Nel campionato di quell’epoca avrebbe agito certamente come centravanti ma, vista l’inclinazione del tempo di utilizzare moduli a due punte, il norvegese sarebbe stato probabilmente affiancato da un partner d’attacco. E chissà, magari non avrebbe ricoperto il ruolo di centravanti di sfondamento ma agito più da seconda punta.
Game over
A onore del vero, è importante sottolineare come in passato si segnassero molti meno gol rispetto ai giorni nostri. Quindi sarebbe stato difficile tenere la media dei 73 messi a segno da Haaland in 71 presenze in Premier League. La chiave però sta tutta nella continuità. In campionato il norvegese non scende sotto i 28 gol di media da quattro stagioni. Quanti degli attaccanti in voga negli anni d’oro della Serie A hanno mantenuto nel tempo una realizzazione così alta? Ronaldo nella sua miglior stagione in Italia conta 25 gol, Batistuta 26. Per citarne ancora un paio, Vieri e Inzaghi hanno entrambi realizzato 24 gol nella loro miglior stagione. Ognuno dal proprio picco di massime prestazioni ha poi iniziato a scendere, chi per un motivo e chi per un altro.
Mettere a confronto Haaland con i giocatori di quella Serie A è sostanzialmente impossibile. La differenza nelle prestazioni tra le due epoche è abissale, unitamente al fatto che tutto quello che fa da contorno alla pura e semplice preparazione atletica è progredito anni luce rispetto al passato. Nuove tecniche di recupero, innovazioni nel campo della dieta e del riposo hanno permesso ai calciatori odierni di diventare dei veri e propri atleti. Quelli che sembrano solo piccoli accorgimenti si rivelano poi fondamentali per lo sviluppo delle prestazioni e, come nel caso di Haaland, permettono di fare il salto di qualità definitivo.
Per fare un paragone concreto, senza scomodare grandi nomi, sarebbe totalmente impari fare un confronto con un Dario Hübner – per quanto sia stato indubbiamente un attaccante validissimo – se si pensa che quest’ultimo non disdegnava una sigaretta prima degli incontri e non seguiva un regime di vita propriamente ferreo. Mettere sullo stesso piano i calciatori dell’epoca e Haaland, che è sulla buona strada di Cristiano Ronaldo per quanto riguarda l’ossessione verso l’allenamento e il recupero, sarebbe impensabile.

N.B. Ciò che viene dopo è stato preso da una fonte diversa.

PR #7142, opened 2025-05-29
chore: fix clippy `large_enum_variant`

thibault-martinez:
Address the clippy lint `large_enum_variant` which has been made stable with 1.87.
The suggestion from clippy is to box the large variant, which is not always possible without breaking public API. For each instance you own, please confirm the right approach has been used.


thibault-martinez:
superseded by https://github.com/iotaledger/iota/pull/7545

PR #7146, opened 2025-05-29
upstream(iota-indexer): compatibility check using migration records

### LINKED ISSUE #7097: [indexer]: Compatibility check using migration records (#19156) (upstream)
upstream PR: https://github.com/MystenLabs/sui/pull/19156

sergiupopescu199:
# Description of change

This patch follows upstream changes in changing how compatibility checks are done by fully leveraging the migration records.

fixes #7097 

## Type of change

```shell
$ cargo test --features pg_integration --profile simulator -- --test-threads 1
$ cargo nextest run -p iota-graphql-rpc --features pg_integration --no-fail-fast --test-threads 1
```
- Started the indexer in **writer** & **reader** mode making sure it was syncing data as expected.

This patch affects the database migrations, especially during the reset database operations.

- [x] Restart of indexer synchronization locally resetting the database, testing migrations.

## Change checklist

- [x] I have followed the contribution guidelines for this project

### Release Notes

- [ ] Protocol:
- [ ] Indexer:
- [ ] JSON-RPC:
- [ ] GraphQL:
- [ ] CLI:
- [ ] Rust SDK:
- [ ] REST API:


crates/iota-indexer/src/schema.rs
```diff
@@ -592,67 +592,60 @@ diesel::joinable!(optimistic_tx_kinds -> optimistic_transactions (tx_insertion_o
...
-            tx_insertion_order,
-            tx_kinds,
-            tx_recipients,
-            tx_senders
-        );
-    };
-}
-pub use for_all_tables;
-for_all_tables!(diesel::allow_tables_to_appear_in_same_query);
+diesel::allow_tables_to_appear_in_same_query!(
```
tomxey: Did you use the `./scripts/indexer-schema/generate.sh` ?

crates/iota-indexer/src/db.rs
```diff
@@ -229,61 +241,101 @@ pub mod setup_postgres {
...
     }
 
+    /// Execute all unapplied migrations.
+    pub fn run_migrations(conn: &mut PoolConnection) -> Result<(), anyhow::Error> {
+        conn.run_pending_migrations(MIGRATIONS)
+            .map_err(|e| anyhow!("Failed to run migrations {e}"))?;
+        Ok(())
+    }
+
+    /// Checks that the local migration scripts is a prefix of the records in
```
tomxey: Actually, why do we check that it's a prefix, and not check that they are an exact match?

sergiupopescu199: We check that the local migrations are a prefix of the applied migrations in the database (rather than requiring an exact match) to allow for forward compatibility. This means the database can have additional migrations that were applied after the current client was built or deployed. As long as all local migrations have been applied in order, the client can work with a database that has newer migrations.

If we required an exact match, any new migration applied to the database—even if unrelated to the current client—would cause the check to fail. The prefix check ensures that the client’s expected migrations are present and in order, without being too strict about extra migrations that may have been added later.

This logic is implemented in our code, and the uniqueness of the `version` field (as a primary key) ensures there are no duplicates.

crates/iota-indexer/src/schema.rs
sergiupopescu199: will re-generate the schema using the script as I forgot about it, I suppose we should update the `README.md`, what do you think?

sergiupopescu199: re-generated schema using the script: https://github.com/iotaledger/iota/pull/7146/commits/88377e7e95778cf08ffbce762a529ed0c2ca04f0

tomxey: Yes, I think we could mention it in the README.
Not necessarily in this PR though.

crates/iota-indexer/src/db.rs
tomxey: In upstream the code runs migrations when starting writers, and runs prefix check when starting readers.

In our code we are running migrations in both cases now, so it seems to me the prefix case should not occur at all.
Consider modifying the check to verify that all migrations match exactly, not just the prefix.

crates/iota-indexer/src/db.rs
```diff
@@ -311,11 +363,86 @@ pub mod setup_postgres {
...
+        use crate::{
+            db::setup_postgres::{self, MIGRATIONS},
+            test_utils::TestDatabase,
+        };
+
+        fn database_url(db_name: &str) -> Secret<String> {
+            secrecy::Secret::new(format!(
+                "postgres://postgres:postgrespw@localhost:5432/{db_name}"
+            ))
+        }
```
kodemartin, line 410: This shares functionality with `common::get_indexer_db_url`, and is best to consolidate the two in `test_utils`.

Let's create a new issue to handle this.

crates/iota-indexer/src/db.rs
```diff
@@ -311,11 +363,86 @@ pub mod setup_postgres {
...
+        // Check that the migration records in the database created from the local
+        // schema pass the consistency check.
+        #[test]
+        fn db_migration_consistency_smoke_test() {
+            let mut database =
+                TestDatabase::new(database_url("db_migration_consistency_smoke_test"));
+            database.recreate();
+            let pool = database.to_connection_pool();
+            let mut conn = pool.get().unwrap();
+            setup_postgres::reset_database(&mut conn).unwrap();
```
kodemartin: This should be equivalent to
```rust
            database.reset_db();
```
no?

crates/iota-indexer/src/db.rs
```diff
@@ -311,11 +363,86 @@ pub mod setup_postgres {
...
+            setup_postgres::check_db_migration_consistency(&mut conn).unwrap();
```
kodemartin:
```suggestion
            setup_postgres::check_db_migration_consistency(&mut conn).unwrap();
            database.drop_if_exists();
```

crates/iota-indexer/src/db.rs
kodemartin: Please refactor accordingly the other tests after verifying.

crates/iota-indexer/src/db.rs
kodemartin: Please drop accordingly the test databases in the other tests as well.

crates/iota-indexer/src/db.rs
```diff
@@ -229,61 +241,101 @@ pub mod setup_postgres {
...
 
-        diesel::sql_query(
-            "
-        CREATE TABLE IF NOT EXISTS __diesel_schema_migrations (
-            version VARCHAR(50) PRIMARY KEY,
-            run_on TIMESTAMP NOT NULL DEFAULT NOW()
-        )",
-        )
-        .execute(conn)?;
+        conn.setup()?;
```
kodemartin, line 244: good one!

kodemartin (changes requested):
Looks good with some minor revision requests.

crates/iota-indexer/src/db.rs
```diff
@@ -229,61 +241,101 @@ pub mod setup_postgres {
...
+        Ok(())
+    }
+
+    /// Checks that the local migration scripts is a prefix of the records in
+    /// the database. This allows us run migration scripts against a DB at
+    /// anytime, without worrying about existing readers fail over.
+    /// We do however need to make sure that whenever we are deploying a new
+    /// version of either reader or writer, we must first run migration
+    /// scripts to ensure that there is not more local scripts than in the DB
+    /// record.
```
kodemartin: I would also add that this requires that new migrations are backward compatible with respect to the model.

crates/iota-indexer/src/db.rs
sergiupopescu199: Running migrations for both reader & writer is not correct, the reader could potentially reset the db which is not expected behavior, I've created an issue to fix this: https://github.com/iotaledger/iota/issues/7215

Based on this premise we'll leave the compatibility check for checking for prefixes.

crates/iota-indexer/src/db.rs
sergiupopescu199: https://github.com/iotaledger/iota/pull/7146/commits/0e8a4ff76cf1ae5bc72361b1c8a19cdedb5743fa

crates/iota-indexer/src/db.rs
sergiupopescu199: issue created: https://github.com/iotaledger/iota/issues/7224

crates/iota-indexer/src/db.rs
sergiupopescu199: https://github.com/iotaledger/iota/pull/7146/commits/fbf2ac857869957e304a80399ca6ff14640ee970

crates/iota-indexer/src/db.rs
sergiupopescu199: https://github.com/iotaledger/iota/pull/7146/commits/fbf2ac857869957e304a80399ca6ff14640ee970

crates/iota-indexer/src/db.rs
sergiupopescu199: https://github.com/iotaledger/iota/pull/7146/commits/fbf2ac857869957e304a80399ca6ff14640ee970

kodemartin (approved):
lgtm

tomxey (approved):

Un atleta come Haaland nella Serie A degli anni ’90 avrebbe probabilmente replicato (se non addirittura aumentato) il bottino di reti messe a segno nella sua seppur breve carriera. Solo il tempo saprà dirci se riuscirà a confermarsi a livelli sempre più alti. Parliamo di un ragazzo che alla stessa età di due mostri sacri come Messi e Cristiano Ronaldo ha uno score più alto, e non di poco. Il limite è solo il cielo.